Another reason why it is tougher at home is because unbelief is a limiting factor. Look at verses 5-6:

He could not do any miracles there, except lay his hands on a few sick people and heal them. And he was amazed at their lack of faith. (Mark 6:5-6)

This lack of faith in Nazareth was a limiting factor in what Jesus could do for them by way of miracles. This is in direct contrast to the woman in chapter five we looked at last week who was healed because of her faith in Christ. (Mark 5:34)

Unbelief is a limiting factor. When you live in a divided household, you are limited in what you can do for God. If there is only one Christian parent, it is that much harder to raise committed Christian children. If there is a rebellious child in the home, it throws everyone off balance. When your parents don’t believe, it is a challenge for you to keep growing in your faith. But keep at it. God is with you, and he will help you, and you need to keep trusting him.

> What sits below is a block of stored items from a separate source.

Issue #630, opened 2022-07-28
Convert enum zero values to undefined when using string enum


Celend:
Assume we have enum in proto:
```protobuf
enum Product {
  PRODUCT_UNSPECIFIED = 0;

  PRODUCT_A = 1;

  PRODUCT_B = 2;
}

message Example {
  Product product = 1; // allow undefined
}
```

And generate code with options `stringEnums=true` and `enumsAsLiterals=true`,
when `product` field is unset, the deserializer will output `field = 'PRODUCT_UNSPECIFIED'`,
in actual development, is not so handy and I need to convert it again to `undefined`.

So is good idea to add an option which auto convert zero enum value to `undefined` or I should't use `stringEnums`?

If it's ok to add an option, I'm glad to make a PR 😄

stephenh:
Huh, I was going to say that, because of proto3's default values are not serialized:

https://developers.google.com/protocol-buffers/docs/proto3#default

That we can't really know if the client "did not set `product` at all" or "they set product to unspecified".

But your ask is, for either one, you don't really care, you really want unspecified to "go away" and just become undefined...

So yeah, I get what you're saying. Maybe a new option like `enumUnspecifiedAsUndefined=true`...

Wouldn't this new option work for both `stringEnums=true` and `false`?

Celend:
TFTR! 

I think the new option only available for `stringEnums=true`,
because number enum have easy way to check the field is unset or unspecified, like `msg.enum === 0` but string enum can't.

Actually my current workaround is use number enum then use toJSON like below:
```typescript
for (const key of ['enumfield1', 'enumfield2']) {
  if (data[key] === 0) {
    delete data[key]
  }
}

return Message.toJSON(data)
```

`toJSON` / `fromJSON` may also changed.  

Have any other problems or side effects?

PR #650, opened 2022-08-07
feat: add enumUnspecifiedAsUndefined option

Celend:
see #630

But I'm not sure the value of `Struct.NulLValue` should be `null` or `undefined`, current is `undefined`, it's looks a little weird.


src/enums.ts
```diff
@@ -72,12 +81,22 @@ export function generateEnumFromJson(ctx: Context, fullName: string, enumDesc: E
...
   for (const valueDesc of enumDesc.value) {
     chunks.push(code`
-      case ${valueDesc.number}:
+      case ${valueDesc.number}:`);
+
+    if (options.enumUnspecifiedAsUndefined && valueDesc.number === 0) {
+      chunks.push(code`
+      case undefined:
+        return undefined`);
+      continue;
```
stephenh, line 96: Shouldn't we leave this `continue` out? Because if some other system (that is not ts-proto) sends us a enum with the 0 value, but as the string "FOO_UNKNOWN", we'd want to still treat it as undefined.

I.e. something like:

```
  switch (object) {
    case 0:
    case 'UNKNOWN':
    case undefined:
      return undefined;
    case 2:
    case 'ON':
```

Granted, if the other system is itself ts-proto, or using the proto3 rules to not include the enum value if its the 0th value anyway, this extra "case 'UNKNOWN'" would be strictly required, but it seems like a good idea to include just in case?

Also, do we need to include "case undefined"? I don't think its part of the proto3 JSON spec to send `state: undefined` on the wire.

I see that you've changed `toJSON` to also return `undefined`:

```

export function stateEnumToJSON(object: StateEnum | undefined): string | undefined {
  switch (object) {
    case undefined:
      return undefined;
    case StateEnum.ON:
      return 'ON';
    case StateEnum.OFF:
      return 'OFF';
    case StateEnum.UNRECOGNIZED:
    default:
      return 'UNRECOGNIZED';
  }
}
```

But I don't think we should do this; i.e. the `enumUnspecificAsUndefined` should only control how ts-proto messages are represented internally and not change how messages are encoded/decoded from JSON on the wire.

src/enums.ts
```diff
@@ -110,26 +129,32 @@ export function generateEnumToJson(ctx: Context, fullName: string, enumDesc: Enu
...
-    if (ctx.options.useNumericEnumForJson) {
+    if (options.useNumericEnumForJson) {
       chunks.push(code`case ${fullName}.${valueDesc.name}: return ${valueDesc.number};`);
-    } else {
-      chunks.push(code`case ${fullName}.${valueDesc.name}: return "${valueDesc.name}";`);
+      continue;
     }
+
+    if (options.enumUnspecifiedAsUndefined && valueDesc.number === 0) {
+      chunks.push(code`case undefined: return undefined;`);
```
stephenh, line 146: I.e. per my other comment, I think this should be `case undefined: return "${valueDesc.name}"`.

stephenh (commented):
Hey @Celend , thanks for the PR; apologies for the late code review. This looks pretty good, just some questions around the JSON encoding.

src/options.ts
```diff
@@ -190,6 +192,13 @@ export function optionsFromParameter(parameter: string | undefined): Options {
     }
   }
 
+  if (options.enumUnspecifiedAsUndefined) {
+    // enumUnspecifiedAsUndefined requires stringEnums=true
```
stephenh, line 196: I know that, at runtime, `msg.enumValue === 0` is easy to check, but b/c during codegen time we can easily pick up the `value.number === 0` enum, i.e.:

```
      const enumProto = typeMap.get(field.typeName)![2] as EnumDescriptorProto;
```

It seems like we should be able to support this for all enums, and not just `stringEnums`?

Celend:
@stephenh I'll fix in this week, please wait :D

src/options.ts
Celend: yeah, indeed that is not hard to support

src/enums.ts
Celend: You're right, I have not thought about that👍

Celend: > Also, do we need to include "case undefined"? I don't think its part of the proto3 JSON spec to send state: undefined on the wire.

Just in case for some other use case, I think we should not send 'UNRECOGNIZED' or throw an error (when unrecognizedEnum=false) when value is undefined?

Celend: > I see that you've changed toJSON to also return undefined:

Because I'd removed the default(unspecified) value from enum definition, if `toJSON` output `XXX_UNSPECIFIED`, that is inconsistent behavior, unless don't remove the default value from enum?
But also strange, the default value already decoded as `undefined`, why keep the default value in enum?

src/options.ts
Celend: I found we don't need to do any thing to support that, fs proto3 really did not serialize default values, just change createBaseXXX and make enum field default value to undefined, the decode method wouldn't read value to message field

Celend:
@stephenh I pushed new code, there are some question/changes need to confirm:
1. number enum support
2. toJSON output `undefined` or not
3. fromJSON received `undefined` or not

Please take a look and confirm, thanks!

It is interesting, we often read in Mark about other people being amazed at Jesus, but this is the only place where Jesus is described as being amazed at them. And what is he amazed at? He is amazed at their stubborn unbelief and lack of faith which is holding back the power of God to help them, to do them good, to bring them healing and salvation.

Yes, the gospel is offensive to people, and it is tough enough to share Christ with people outside the home. But it is even tougher at home. Your family knows you best, and unbelief is a limiting factor.

CONCLUSION: Let me close with three specific applications this morning from what we have learned from this passage.

1) Don’t marry an unbeliever: You know, it is tough enough living out your Christian faith at home. That’s where we let our guard down, right? That’s where we make most of our mistakes. You don’t need to make it tougher by intentionally marrying someone who doesn’t understand or support you in your faith. In fact God commands you in the Bible, if you are a believer, that you are not to marry someone who does not also believe. If you came to faith later, after you married, that is a different matter, and God commands you to stay with that marriage, to love your spouse, and to seek to lead them to Christ by your actions. But if you are unmarried and you are a believer, you are directly disobeying God if you choose to marry an unbeliever. Don’t do it.

2) Live out your faith at home the best you can: Let me mention four things in particular here.

    – First of all, pray. Pray for the members of your household. Pray for their salvation if they don’t know Christ and pray for their spiritual growth if they do.

    – Secondly, set the example. Obviously you can’t re-share the gospel with your loved ones every morning at breakfast. They will get tired of that pretty quickly. But you can set the example with your life and actions and by loving them deeply with the love of Christ.

    – Thirdly, share when appropriate. Just because you can’t keep harping on the gospel all the time doesn’t mean that there won’t be times when it is appropriate to bring it up. From time to time tell your loved ones that you are praying for them, that God loves them, that he is waiting for them, that it’s not too late for them to come to Christ.

    – And then fourthly, live in peace. Romans 12:18 says, “As far as it depends on you, live at peace with everyone.” And that especially means with your family.

All four of those points fall under the category of living out your faith at home as best you can. So number one – don’t marry an unbeliever; number two – live out your faith at home as best you can. And number three –

3) Learn to live with the limits of unbelief: It can be frustrating when there is unbelief in your home, and you find that your home cannot be all that you want it to be for God. Just do what you can, and then leave the rest up to God. Hey, if even Jesus was limited by the people’s unbelief in what he could do at Nazareth, then you and I are also going to find unbelief a limiting factor at home. Give it to God, and learn to live with the limits of unbelief. God is bigger than our limits, and he will help you to be a Christian at home.